**DATA**:
================
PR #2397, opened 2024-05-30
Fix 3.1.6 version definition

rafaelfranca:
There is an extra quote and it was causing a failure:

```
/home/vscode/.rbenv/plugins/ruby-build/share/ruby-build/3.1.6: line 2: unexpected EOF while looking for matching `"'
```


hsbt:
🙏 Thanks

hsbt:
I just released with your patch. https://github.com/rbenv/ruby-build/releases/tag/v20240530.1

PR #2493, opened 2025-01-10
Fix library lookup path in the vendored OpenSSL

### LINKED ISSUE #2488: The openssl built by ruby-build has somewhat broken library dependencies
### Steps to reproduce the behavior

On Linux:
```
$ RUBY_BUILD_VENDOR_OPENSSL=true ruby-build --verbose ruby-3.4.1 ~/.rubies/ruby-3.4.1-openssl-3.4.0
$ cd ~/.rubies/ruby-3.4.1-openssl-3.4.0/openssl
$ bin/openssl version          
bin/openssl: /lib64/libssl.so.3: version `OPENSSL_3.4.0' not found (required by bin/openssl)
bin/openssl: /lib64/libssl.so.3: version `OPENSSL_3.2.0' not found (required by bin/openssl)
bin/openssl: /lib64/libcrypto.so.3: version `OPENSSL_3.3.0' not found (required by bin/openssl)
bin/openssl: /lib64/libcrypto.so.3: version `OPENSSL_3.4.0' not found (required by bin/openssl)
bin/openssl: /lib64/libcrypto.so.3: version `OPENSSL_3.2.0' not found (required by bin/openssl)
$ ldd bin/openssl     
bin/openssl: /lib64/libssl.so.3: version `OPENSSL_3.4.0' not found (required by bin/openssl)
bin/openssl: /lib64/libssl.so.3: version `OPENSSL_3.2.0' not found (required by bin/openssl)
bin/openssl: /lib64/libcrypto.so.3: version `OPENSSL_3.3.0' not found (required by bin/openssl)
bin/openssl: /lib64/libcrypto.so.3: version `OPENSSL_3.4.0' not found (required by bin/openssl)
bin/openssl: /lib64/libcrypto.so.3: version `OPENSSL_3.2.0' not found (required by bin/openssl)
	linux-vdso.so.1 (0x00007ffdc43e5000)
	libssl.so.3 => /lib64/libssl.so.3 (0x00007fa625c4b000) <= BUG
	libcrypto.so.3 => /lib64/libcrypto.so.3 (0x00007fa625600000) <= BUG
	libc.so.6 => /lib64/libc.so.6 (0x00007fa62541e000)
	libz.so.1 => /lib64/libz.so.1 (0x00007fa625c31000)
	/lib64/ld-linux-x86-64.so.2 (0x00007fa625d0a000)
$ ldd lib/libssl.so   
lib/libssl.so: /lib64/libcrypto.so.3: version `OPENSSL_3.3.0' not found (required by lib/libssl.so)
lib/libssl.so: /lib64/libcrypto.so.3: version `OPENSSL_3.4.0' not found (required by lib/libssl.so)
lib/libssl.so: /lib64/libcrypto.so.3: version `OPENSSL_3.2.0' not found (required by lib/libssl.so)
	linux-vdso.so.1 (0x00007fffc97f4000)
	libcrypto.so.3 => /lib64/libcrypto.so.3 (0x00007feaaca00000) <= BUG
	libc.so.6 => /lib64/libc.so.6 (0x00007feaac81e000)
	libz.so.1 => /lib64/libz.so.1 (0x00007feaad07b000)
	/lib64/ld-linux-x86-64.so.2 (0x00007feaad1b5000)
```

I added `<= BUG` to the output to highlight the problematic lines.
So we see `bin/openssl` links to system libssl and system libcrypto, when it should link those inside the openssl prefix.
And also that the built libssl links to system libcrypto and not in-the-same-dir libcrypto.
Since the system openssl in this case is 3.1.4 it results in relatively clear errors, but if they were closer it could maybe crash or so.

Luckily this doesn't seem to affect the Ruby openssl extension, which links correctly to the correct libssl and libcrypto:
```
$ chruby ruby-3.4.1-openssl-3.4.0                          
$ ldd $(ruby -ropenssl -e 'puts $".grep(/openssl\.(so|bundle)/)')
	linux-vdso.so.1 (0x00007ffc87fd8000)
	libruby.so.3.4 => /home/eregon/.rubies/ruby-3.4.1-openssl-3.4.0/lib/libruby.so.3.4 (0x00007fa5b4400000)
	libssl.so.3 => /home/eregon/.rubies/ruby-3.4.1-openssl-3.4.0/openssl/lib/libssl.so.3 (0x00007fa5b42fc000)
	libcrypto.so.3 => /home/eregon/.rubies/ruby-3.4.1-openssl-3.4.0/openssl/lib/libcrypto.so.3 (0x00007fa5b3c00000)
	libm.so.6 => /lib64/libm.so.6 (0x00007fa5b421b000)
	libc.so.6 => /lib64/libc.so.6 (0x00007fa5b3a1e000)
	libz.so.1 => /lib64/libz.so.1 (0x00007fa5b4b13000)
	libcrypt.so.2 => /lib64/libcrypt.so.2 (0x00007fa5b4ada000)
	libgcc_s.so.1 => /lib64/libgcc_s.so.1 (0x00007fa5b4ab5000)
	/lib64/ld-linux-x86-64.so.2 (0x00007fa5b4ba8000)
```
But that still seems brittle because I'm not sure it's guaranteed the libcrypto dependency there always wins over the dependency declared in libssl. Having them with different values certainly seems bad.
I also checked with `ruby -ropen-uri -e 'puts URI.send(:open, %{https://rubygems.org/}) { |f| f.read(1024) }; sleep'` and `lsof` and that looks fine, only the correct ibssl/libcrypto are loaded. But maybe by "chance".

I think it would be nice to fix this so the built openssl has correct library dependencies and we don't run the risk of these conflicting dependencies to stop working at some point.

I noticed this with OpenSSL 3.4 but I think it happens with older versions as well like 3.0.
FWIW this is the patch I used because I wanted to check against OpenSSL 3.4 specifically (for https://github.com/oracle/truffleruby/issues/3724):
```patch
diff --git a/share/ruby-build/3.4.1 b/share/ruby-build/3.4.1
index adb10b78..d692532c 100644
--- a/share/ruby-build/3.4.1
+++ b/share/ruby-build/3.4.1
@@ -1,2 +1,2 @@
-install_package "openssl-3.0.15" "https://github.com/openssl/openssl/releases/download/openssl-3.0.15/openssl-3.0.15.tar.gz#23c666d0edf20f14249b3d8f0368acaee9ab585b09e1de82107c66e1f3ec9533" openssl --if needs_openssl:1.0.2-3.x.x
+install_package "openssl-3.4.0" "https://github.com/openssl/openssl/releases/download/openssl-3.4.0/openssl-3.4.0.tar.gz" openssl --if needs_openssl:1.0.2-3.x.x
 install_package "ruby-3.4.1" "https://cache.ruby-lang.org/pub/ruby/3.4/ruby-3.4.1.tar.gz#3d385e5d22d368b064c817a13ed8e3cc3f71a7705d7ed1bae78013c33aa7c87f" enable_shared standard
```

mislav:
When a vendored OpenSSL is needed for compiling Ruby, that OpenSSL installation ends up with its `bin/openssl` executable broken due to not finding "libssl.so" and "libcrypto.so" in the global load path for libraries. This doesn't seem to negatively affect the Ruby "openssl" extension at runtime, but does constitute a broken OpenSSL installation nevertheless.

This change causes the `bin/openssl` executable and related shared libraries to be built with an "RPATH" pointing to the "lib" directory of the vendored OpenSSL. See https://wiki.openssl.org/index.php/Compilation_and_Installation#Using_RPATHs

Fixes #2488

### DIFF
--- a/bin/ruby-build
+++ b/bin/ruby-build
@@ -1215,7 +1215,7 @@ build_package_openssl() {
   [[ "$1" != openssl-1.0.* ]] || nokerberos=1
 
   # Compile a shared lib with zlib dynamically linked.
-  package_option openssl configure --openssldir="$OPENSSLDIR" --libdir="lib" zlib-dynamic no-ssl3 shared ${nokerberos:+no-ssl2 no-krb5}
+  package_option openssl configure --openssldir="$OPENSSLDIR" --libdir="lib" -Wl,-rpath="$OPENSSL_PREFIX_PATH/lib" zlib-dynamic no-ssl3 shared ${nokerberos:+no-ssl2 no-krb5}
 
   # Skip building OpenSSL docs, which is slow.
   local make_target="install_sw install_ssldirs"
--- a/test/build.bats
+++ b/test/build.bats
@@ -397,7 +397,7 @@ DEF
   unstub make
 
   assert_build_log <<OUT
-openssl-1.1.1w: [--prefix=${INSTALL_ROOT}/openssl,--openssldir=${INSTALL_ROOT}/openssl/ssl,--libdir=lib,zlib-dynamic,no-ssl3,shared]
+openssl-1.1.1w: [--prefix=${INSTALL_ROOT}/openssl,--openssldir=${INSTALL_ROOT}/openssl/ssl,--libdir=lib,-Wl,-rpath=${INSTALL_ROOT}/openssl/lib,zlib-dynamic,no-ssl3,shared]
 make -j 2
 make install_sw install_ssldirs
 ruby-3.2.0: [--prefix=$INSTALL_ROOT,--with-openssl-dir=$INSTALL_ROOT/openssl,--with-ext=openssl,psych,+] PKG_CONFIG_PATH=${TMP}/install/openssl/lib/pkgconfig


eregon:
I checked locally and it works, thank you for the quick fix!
================
The lines you need are those holding the word "vendored"; copy each of them from the material above.

**SOLUTION**:
Fix library lookup path in the vendored OpenSSL
When a vendored OpenSSL is needed for compiling Ruby, that OpenSSL installation ends up with its `bin/openssl` executable broken due to not finding "libssl.so" and "libcrypto.so" in the global load path for libraries. This doesn't seem to negatively affect the Ruby "openssl" extension at runtime, but does constitute a broken OpenSSL installation nevertheless.
This change causes the `bin/openssl` executable and related shared libraries to be built with an "RPATH" pointing to the "lib" directory of the vendored OpenSSL. See https://wiki.openssl.org/index.php/Compilation_and_Installation#Using_RPATHs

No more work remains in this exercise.